Methods and results: Data were obtained from the National Health and Nutrition Examination Survey (1999-2018). Malnutrition was assessed using the CONUT score and GNRI. Multivariate logistic regression models were used to assess the association between malnutrition and diabetes. And Cox proportional hazards models were used to assess the risk of death from malnutrition combined with or without diabetes in HF separately. In addition, propensity score matching and inverse probability weighting were used to adjust for confounders for logistic regression model and Cox proportional hazards model analyses. Finally, subgroup analyses were performed. This study included 1501 HF participants (median age 70.0 years; 43.8% females), including 586 (39.0%) with diabetes. Continuous CONUT was significantly associated with diabetes in HF (OR 1.19, 95% CI: 1.08-1.32, P < 0.001) and remained significant after propensity score matching and inverse probability weighting. Similar relationships exist for categorized CONUT, but GNRI was not associated with diabetes in HF. Then, 1500 participants completed follow-up (5.6 [2.8-9.7] years). Elevated continuous CONUT was related to higher all-cause (HR = 1.18, 95% CI: 1.09-1.29, P < 0.001) and cardiovascular mortality (HR = 1.26, 95% CI: 1.12-1.42, P < 0.001) in HF patients with diabetes. And increased continuous CONUT was linked to higher all-cause (HR = 1.12, 95% CI: 1.03-1.22, P < 0.001) and cardiovascular mortality (HR = 1.20, 95% CI: 1.07-1.35, P < 0.001) in HF patients without diabetes. Similar relationships exist for categorized CONUT.
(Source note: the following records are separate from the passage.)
PR #2094, opened 2016-08-28
Problem: cannot build packages with DRAFT APIs

bluca:
Solution: see commits

Both a manual build and an OBS build solution are added.

### DIFF
--- a/packaging/debian/rules
+++ b/packaging/debian/rules
@@ -10,6 +10,27 @@ ifeq ($(DEB_BUILD_ARCH_OS), kfreebsd)
 	DO_TEST = no
 endif
 
+DRAFTS=no
+
+# OBS build: add
+#   Macros:
+#   %_with_drafts 1
+# at the BOTTOM of the OBS prjconf
+OBS_BUILD_CFG=/.build/build.dist
+ifeq ("$(wildcard $(OBS_BUILD_CFG))","")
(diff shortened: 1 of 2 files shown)


bluca:
@sappo - I switched the trigger in libzmq and czmq to kick home:zeromq:git-stable, and linkpac'ed the packages there to the older locations at home:zeromq:czmq and home:zeromq:libzmq so that they get triggered too at the same time

sappo:
@bluca - this is great news but what exactly do you mean by linkpac'ed?

Am 28.08.2016 20:59 schrieb "Luca Boccassi" <notifications@github.com>:
>
> @sappo - I switched the trigger in libzmq and czmq to kick
home:zeromq:git-stable, and linkpac'ed the packages there to the older
locations at home:zeromq:czmq and home:zeromq:libzmq so that they get
triggered too at the same time

bluca:
A package can be linked to another in a different project, and they will share the service file. When the original is triggered, the linked one is too. But the linked is built in the context of its own project, so with its dependencies, config, build targets, etc.

I also have aggregated the build dependencies like asciidoc and libsodium. Aggregation is one step further, and it means that the binaries built in the original project are copied verbatim to the aggregated one, they are not rebuilt. Since we don't needed to rebuild those, it makes it a bit faster and avoids double builds.

PR #2099, opened 2016-09-04
Problem: socket_base uses macros for mutex lock and unlock

a4z:
Solution: add a lock guard that takes optional a mutex and use it

### DIFF
--- a/src/mutex.hpp
+++ b/src/mutex.hpp
@@ -181,6 +181,33 @@ namespace zmq
         scoped_lock_t (const scoped_lock_t&);
         const scoped_lock_t &operator = (const scoped_lock_t&);
     };
+
+
+    struct scoped_optional_lock_t
+    {
+        scoped_optional_lock_t (mutex_t* mutex_)
+            : mutex (mutex_)
+        {
+            if(mutex != 0)
+                mutex->lock ();
+        }
+
+        ~scoped_optional_lock_t ()
+        {
+            if(mutex != 0)
+                mutex->unlock ();
+        }
+
+    private:
+
+        mutex_t* mutex;
+
+        // Disable copy construction and assignment.
+        scoped_optional_lock_t (const scoped_lock_t&);
+        const scoped_optional_lock_t &operator = (const scoped_lock_t&);
+    };
+
+
 }
 
 #endif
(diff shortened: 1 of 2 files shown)


bluca:
Thanks!

Unfortunately it looks like this change breaks existing tests:

FAIL: tests/test_use_fd_ipc
===========================
Device or resource busy (../src/mutex.hpp:113)

Could you please have a look?

src/mutex.hpp
```diff
@@ -181,6 +181,33 @@ namespace zmq
...
         const scoped_lock_t &operator = (const scoped_lock_t&);
     };
+
+
+    struct scoped_optional_lock_t
+    {
+        scoped_optional_lock_t (mutex_t* mutex_)
+            : mutex (mutex_)
+        {
+            if(mutex != 0)
```
bluca: Why 0 and not NULL, given it's a pointer? Would be clearer for readers

a4z:
yes, of course, if NULL this is the convention, i will change it 
thanks for the hint.

ad failing test, this test does not exist on my current mingw64 environment, but in an hour or 2 I will sit on a Linux machine and can have a look
but mutex.hpp:113 is interesting, this should not be through code I have changed but I will see

bluca:
Thanks!

The IPC test is only for *nix so that's why you don't see it, but there are more as you can see on the Travis log.

Notice how it's the tests that check the thread-safe sockets that fail (note that you need DRAFT APIs to be enabled to run those):

```
FAIL: tests/test_use_fd_ipc
===========================
Device or resource busy (../src/mutex.hpp:113)
FAIL: tests/test_use_fd_tcp
===========================
Device or resource busy (../src/mutex.hpp:113)
FAIL: tests/test_poller
=======================
Device or resource busy (../src/mutex.hpp:113)
FAIL: tests/test_client_server
Device or resource busy (../src/mutex.hpp:113)
FAIL: tests/test_thread_safe
============================
Device or resource busy (../src/mutex.hpp:113)
FAIL: tests/test_radio_dish
===========================
Device or resource busy (../src/mutex.hpp:113)
FAIL: tests/test_udp
====================
Device or resource busy (../src/mutex.hpp:113)
FAIL: tests/test_scatter_gather
===============================
Device or resource busy (../src/mutex.hpp:113)
```

a4z:
fixed in the next commit

bluca:
Thanks!

PR #2112, opened 2016-09-20
Pollset

hnwyllmm:
add a new poller named pollset which will get benefit of performance in AIX platform.

### DIFF
--- a/CMakeLists.txt
+++ b/CMakeLists.txt
@@ -77,7 +77,7 @@ if (WITH_MILITANT)
 endif()
 
 set (POLLER "" CACHE STRING "Choose polling system. valid values are
-                            kqueue, epoll, devpoll, poll or select [default=autodetect]")
+                            kqueue, pollset, epoll, devpoll, poll or select [default=autodetect]")
 
 include (CheckFunctionExists)
 include (CheckTypeSize)
@@ -88,6 +88,15 @@ if (POLLER STREQUAL "")
     set (CMAKE_REQUIRED_INCLUDES)
     if (HAVE_KQUEUE)
         set (POLLER "kqueue")
+    endif()
+endif ()
+
+if (POLLER STREQUAL "")
+    set (CMAKE_REQUIRED_INCLUDES sys/pollset.h)
+    check_function_exists (pollset_create HAVE_POLLSET)
+    set (CMAKE_REQUIRED_INCLUDES)
+    if (HAVE_POLLSET)
+        set (POLLER "pollset")
     endif()
 endif ()
 
@@ -136,6 +145,7 @@ if (POLLER STREQUAL "")
 endif ()
 
 if (POLLER STREQUAL "kqueue"
+ OR POLLER STREQUAL "pollset"
  OR POLLER STREQUAL "epoll"
  OR POLLER STREQUAL "devpoll"
  OR POLLER STREQUAL "poll"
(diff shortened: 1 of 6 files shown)


somdoron:
@hnwyllmm you broke the build, can you move the new cpp and hpp files to the src directory?

CMakeLists.txt
```diff
@@ -92,6 +92,15 @@ if (POLLER STREQUAL "")
 endif ()
 
 if (POLLER STREQUAL "")
+    set (CMAKE_REQUIRED_INCLUDES sys/pollset.h)
```
bluca: Please don't change the default, move this snippet below

bluca:
Thanks for sending the pr!

Apart from the comments from Doron and myself, a couple suggestions. If you have multiple commits, use a different commit message for each one. Also each commit should work by itself (by which I mean not break the build and the tests) if possible.

Also, for your next contributions, could you please follow the contributing guidelines for the git commit message?

```
Problem: X is broken

Solution: do Y and Z to fix X
```

CMakeLists.txt
hnwyllmm: I will move it just before `poll` just like below, does it ok for that? (I am so sorry for my stupid commit)
`if (POLLER STREQUAL "")
    set (CMAKE_REQUIRED_INCLUDES sys/devpoll.h)
    check_type_size ("struct pollfd" DEVPOLL)
    set (CMAKE_REQUIRED_INCLUDES)
    if (HAVE_DEVPOLL)
        set (POLLER "devpoll")
    endif ()
endif ()

if (POLLER STREQUAL "")
    set (CMAKE_REQUIRED_INCLUDES sys/pollset.h)
    check_function_exists (pollset_create HAVE_POLLSET)
    set (CMAKE_REQUIRED_INCLUDES)
    if (HAVE_POLLSET)
        set (POLLER "pollset")
    endif()
endif ()

if (POLLER STREQUAL "")
    set (CMAKE_REQUIRED_INCLUDES poll.h)
    check_function_exists (poll HAVE_POLL)
    set (CMAKE_REQUIRED_INCLUDES)
    if (HAVE_POLL)
        set (POLLER "poll")
    endif ()
endif ()`

bluca: Yes that would be perfect, thank you!

CMakeLists.txt
```diff
@@ -468,6 +478,7 @@ set (cxx-sources
         plain_server.cpp
         poll.cpp
         poller_base.cpp
+		pollset.cpp
```
bluca: In the next commit could you also please fix the indentation? It's spaces only, no tabs

acinclude.m4
```diff
@@ -901,7 +917,7 @@ AC_DEFUN([LIBZMQ_CHECK_POLLER], [{
     fi
     if test "$pollers" == "auto"; then
         # We search for pollers in this order
-        pollers="kqueue epoll devpoll poll select"
+        pollers="kqueue pollset epoll devpoll poll select"
```
bluca: Please also move this after devpoll, we do not want to change defaults

CMakeLists.txt
hnwyllmm: Done, please view #2120 , Thanks

acinclude.m4
hnwyllmm: Done. Please see #2120

Issue #25, opened 2010-05-13
Add support for function callbacks to REQ/REP and PUB/SUB sockets


chuckremes:
Per a discussion in the comments here: http://www.zeromq.org/blog:multithreaded-server

Expand the 0mq socket api to allow for attaching callbacks to REQ sockets on send. The callback should be invoked when its matching response arrives.

Similarly, allow for attaching callbacks to SUB sockets. All incoming messages should be passed to the callback for processing.

While these features can currently be built on top of the existing api via zmq_poll, it would be cleaner to have it available as part of the supported api.

PR #2113, opened 2016-09-20
remove pollset.hpp/.cpp to src directory

hnwyllmm:
remove pollset.hpp/.cpp files to src directory to fix the break build.


utam0k:
So it is better to quickly merge it.

hnwyllmm:
Who can tell me why this is failed:
rc = zmq_bind (sb, "tcp://127.0.0.1:*");
assert (rc == 0);

build console shows:
`25: Test command: C:\projects\build_libzmq\bin\Release\test_unbind_wildcard.exe
25: Test timeout computed to be: 10
25: Assertion failed: rc == 0, file C:\projects\libzmq\tests\test_unbind_wildcard.cpp, line 151
25/70 Test #25: test_unbind_wildcard .............***Exception: Other  7.24 sec
test 26
      Start 26: test_ctx_options`

It works fine in my Linux os.

bluca:
Don't worry about that one, is a pre-existing failure.

Thanks for the followup, please also send a PR to move the CMake snippet.

PR #2120, opened 2016-09-21
Pollset-change the position of `pollset`

hnwyllmm:
1. move the 'pollset' to the position between 'devpoll' and 'poll'
2. replace the tabs with spaces


bluca:
Thanks!

PR #2122, opened 2016-09-23
Problem: Pub socket crashes on client disconnect. 

gena-moscow:
family_entry.fd_entries [i] is modified in zmq::select_t::rm_fd()

Solution: do not copy family_entry.fd_entries [i]


bluca:
@gena-moscow - this was set -explicitly- to a copy by https://github.com/zeromq/libzmq/pull/2041 by @dbc60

Conclusions: Malnutrition assessed by CONUT is linked to higher diabetes prevalence in HF, influenced by altered albumin, cholesterol and lymphocyte levels. CONUT also predicts all-cause and cardiovascular mortality in HF with and without diabetes. Future research should consider dietary assessments and body composition analysis to assess malnutrition in HF patients.

Keywords: Controlling nutritional status; Diabetes; Geriatric nutritional risk index; Heart failure; Malnutrition; Mortality.